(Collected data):
Start of Block

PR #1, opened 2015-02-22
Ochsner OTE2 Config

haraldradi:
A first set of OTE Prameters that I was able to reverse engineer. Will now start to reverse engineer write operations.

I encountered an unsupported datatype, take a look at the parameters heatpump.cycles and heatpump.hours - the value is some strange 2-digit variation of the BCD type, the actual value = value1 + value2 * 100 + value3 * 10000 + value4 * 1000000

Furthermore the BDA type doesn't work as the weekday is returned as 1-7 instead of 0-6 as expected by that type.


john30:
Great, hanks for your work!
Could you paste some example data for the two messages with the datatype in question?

End of Block

(Your instructions): Where a line of the data includes the string "datatype", list that line.

(Your response):
I encountered an unsupported datatype, take a look at the parameters heatpump.cycles and heatpump.hours - the value is some strange 2-digit variation of the BCD type, the actual value = value1 + value2 * 100 + value3 * 10000 + value4 * 1000000
Could you paste some example data for the two messages with the datatype in question?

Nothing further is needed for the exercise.